Your goal =>
Give back the full data, unchanged and complete.

--- --- ---

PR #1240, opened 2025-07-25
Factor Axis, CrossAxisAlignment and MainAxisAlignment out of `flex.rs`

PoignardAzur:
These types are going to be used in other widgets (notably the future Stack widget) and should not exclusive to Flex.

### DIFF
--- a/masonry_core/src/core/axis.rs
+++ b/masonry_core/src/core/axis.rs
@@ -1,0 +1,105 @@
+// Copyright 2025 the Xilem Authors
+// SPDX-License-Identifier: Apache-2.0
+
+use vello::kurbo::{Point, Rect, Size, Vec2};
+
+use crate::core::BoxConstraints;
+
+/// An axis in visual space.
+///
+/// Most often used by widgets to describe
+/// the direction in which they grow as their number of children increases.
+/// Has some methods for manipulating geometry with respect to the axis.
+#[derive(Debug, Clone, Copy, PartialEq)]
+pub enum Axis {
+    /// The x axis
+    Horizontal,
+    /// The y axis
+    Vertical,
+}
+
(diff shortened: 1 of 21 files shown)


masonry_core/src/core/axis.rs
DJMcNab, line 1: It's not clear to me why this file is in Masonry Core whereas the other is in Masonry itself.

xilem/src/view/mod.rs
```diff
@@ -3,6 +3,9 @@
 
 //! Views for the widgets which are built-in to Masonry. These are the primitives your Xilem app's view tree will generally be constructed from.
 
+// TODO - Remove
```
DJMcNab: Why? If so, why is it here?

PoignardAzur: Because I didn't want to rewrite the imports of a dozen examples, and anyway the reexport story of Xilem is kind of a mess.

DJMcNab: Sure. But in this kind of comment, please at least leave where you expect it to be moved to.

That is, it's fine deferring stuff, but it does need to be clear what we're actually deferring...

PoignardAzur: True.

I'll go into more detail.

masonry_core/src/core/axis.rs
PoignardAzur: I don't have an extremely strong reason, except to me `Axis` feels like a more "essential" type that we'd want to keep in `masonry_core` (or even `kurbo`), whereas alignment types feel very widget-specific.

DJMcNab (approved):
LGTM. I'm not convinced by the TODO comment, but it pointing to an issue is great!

--- --- ---

Task result =>
PR #1240, opened 2025-07-25
Factor Axis, CrossAxisAlignment and MainAxisAlignment out of `flex.rs`

PoignardAzur:
These types are going to be used in other widgets (notably the future Stack widget) and should not exclusive to Flex.

### DIFF
--- a/masonry_core/src/core/axis.rs
+++ b/masonry_core/src/core/axis.rs
@@ -1,0 +1,105 @@
+// Copyright 2025 the Xilem Authors
+// SPDX-License-Identifier: Apache-2.0
+
+use vello::kurbo::{Point, Rect, Size, Vec2};
+
+use crate::core::BoxConstraints;
+
+/// An axis in visual space.
+///
+/// Most often used by widgets to describe
+/// the direction in which they grow as their number of children increases.
+/// Has some methods for manipulating geometry with respect to the axis.
+#[derive(Debug, Clone, Copy, PartialEq)]
+pub enum Axis {
+    /// The x axis
+    Horizontal,
+    /// The y axis
+    Vertical,
+}
+
(diff shortened: 1 of 21 files shown)


masonry_core/src/core/axis.rs
DJMcNab, line 1: It's not clear to me why this file is in Masonry Core whereas the other is in Masonry itself.

xilem/src/view/mod.rs
```diff
@@ -3,6 +3,9 @@
 
 //! Views for the widgets which are built-in to Masonry. These are the primitives your Xilem app's view tree will generally be constructed from.
 
+// TODO - Remove
```
DJMcNab: Why? If so, why is it here?

PoignardAzur: Because I didn't want to rewrite the imports of a dozen examples, and anyway the reexport story of Xilem is kind of a mess.

DJMcNab: Sure. But in this kind of comment, please at least leave where you expect it to be moved to.

That is, it's fine deferring stuff, but it does need to be clear what we're actually deferring...

PoignardAzur: True.

I'll go into more detail.

masonry_core/src/core/axis.rs
PoignardAzur: I don't have an extremely strong reason, except to me `Axis` feels like a more "essential" type that we'd want to keep in `masonry_core` (or even `kurbo`), whereas alignment types feel very widget-specific.

DJMcNab (approved):
LGTM. I'm not convinced by the TODO comment, but it pointing to an issue is great!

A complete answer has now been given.